* [YOUR OBJECTIVE]
Please count how many lines of the data include the word "about". Give only that number in reply.

<<<<

PR #196, opened 2022-01-28
NMFFilter reference

tedmoore:
Feedback requested.

One question I have: Would it be good to say something in the second sentence to the effect of, "It does this by doing non-negative matrix factorisation"? That (<--) sentence seems to not really be adding useful information, or at least leaves something to be desired. How does it do this...by which I mean what is the "matrix" if it's doing this one spectral frame at a time? Does the matrix it does this on have one of its dimensions = 1?

I looked at the C++ to see if it would glean any interesting way of thinking about it but that part of the code base is particularly nebulous to me.

The help file YAML says, "The FluidNMFFilter object decomposes and resynthesises an incoming audio signal against a set of spectral templates using an slimmed-down version of Nonnegative Matrix Factorisation (NMF)", but "slimmed-down" also seems vague enough to not be particularly useful.

Thoughts about that would be great. Maybe it's fine the way it is.

Thank you!


tremblap:
I love it

yes a second sentence on applying filters from nmf would be good. yes the process is trying to factorise the matrix which has only one frame long of activation. it is still valid math exercice to fit the 3 spectra proposed to the input spectra.

a few questions:
- the code is downloadable instead of being copy pastable like in other pages (with the Max/Sc/pd headers) I presume there is a reason
- i love the signal flow at the top but maybe we could make a colour thing to show that nmf is providing the bases - I didn't get that from the arrow
- every audio example has a link beside its header and that clutters the page - there must be a better way to have the header impact without all of them having links

jamesb93:
> * every audio example has a link beside its header and that clutters the page - there must be a better way to have the header impact without all of them having links

This is more for me than Ted to sort out. The link is superfluous you are right, and if their browser doesn't support the audio for some reason it will fall back to a link anyway.

> * the code is downloadable instead of being copy pastable like in other pages (with the Max/Sc/pd headers) I presume there is a reason

Just butting in where I'm not review requested but I think we should make consistent the style of multiple CCE downloads for code using the <Tab /> component. @tedmoore if you need an example see the installation pages. https://github.com/flucoma/learn-website/blob/9748a97005ecce7feee1668384b52ef6daf55d03/src/routes/installation/max.svx#L32 Ping me for any help you may need.

tedmoore:
> Just butting in where I'm not review requested
You were review requested!
Screenshot 2022-01-31 at 16 09 01

> we should make consistent the style of multiple CCE downloads for code using the component. @tedmoore if you need an example see the installation pages

Cool will do. This also answers @tremblap's query on why it was different.

> the process is trying to factorise the matrix which has only one frame long of activation. it is still valid math exercice to fit the 3 spectra proposed to the input spectra.

Excellent. I will incorporate.

tedmoore:
> * i love the signal flow at the top but maybe we could make a colour thing to show that nmf is providing the bases - I didn't get that from the arrow

@tremblap I'm having a hard time imagining what you mean here, can you mock it up for me?

src/routes/reference/nmffilter.svx
```diff
@@ -1,12 +1,124 @@
...
+In this example, we’ll use the bases from the analysis on the [BufNMF](/overviews/bufnmf) page. These bases contain spectral templates for the (1) kick drum, (2) snare drum, and (3) hi-hat components of the original drum loop.
+
+<Audio
+src="/audio/Nicol-LoopE-M.mp3"
+label="The original drum loop used to derive the bases from a BufNMF analysis"
+/>
+
+First, let’s send the original drum loop through NMFFilter in real-time using the bases derived from the drum loop analysis.
+
+### Audio stream output based on basis #1:
```
jamesb93, line 46: I personally am averse to using # in titles. I would say basis 1 (kick drum)

src/routes/reference/nmffilter.svx
```diff
@@ -1,12 +1,124 @@
...
+/>
+
+### Audio stream output based on basis #3:
+
+<Audio
+src="/reference/nmffilter/03_song_through_nmffilter_3.mp3"
+label="The output audio of the ensemble recording filtered by basis #3 of the drum loop BufNMF analysis"
+/>
+
+NMFFilter has relatively well separated the hi hat, kick drum, and snare drum sounds in this song (because those are the bases from the drum loop!). Of course there are other sounds in each of these audio signals as well, as all of the sound from the original file needs to be represented somewhere.
```
jamesb93, line 98: I think the paranthentical could be removed in favour of a comma.

`in this song, because those are the bases from the drum loop`

tremblap:
> > * i love the signal flow at the top but maybe we could make a colour thing to show that nmf is providing the bases - I didn't get that from the arrow
> 
> @tremblap I'm having a hard time imagining what you mean here, can you mock it up for me?
Screenshot 2022-02-02 at 13 31 33

tremblap:
that way we see that the imported bases (in number and quality, the 3 rect could be 3 filter curves and colour coded) are important in quality and numbers

tedmoore:
> that way we see that the imported bases (in number and quality, the 3 rect could be 3 filter curves and colour coded) are important in quality and numbers

I like this very much!

tedmoore:
This said it failed but all i did was change one picture that worked for me running `pnpm run dev` and `pnpm run build`, so I merged.

jamesb93:
> This said it failed but all i did was change one picture that worked for me running `pnpm run dev` and `pnpm run build`, so I merged.

When vercel or github actions builds it does it against the tip of svelte and sveltekit which just introduced a breaking change to the API. I've fixed it now so shouldn't happen again.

>>>>

* [OUTPUT OF THE TASK]
2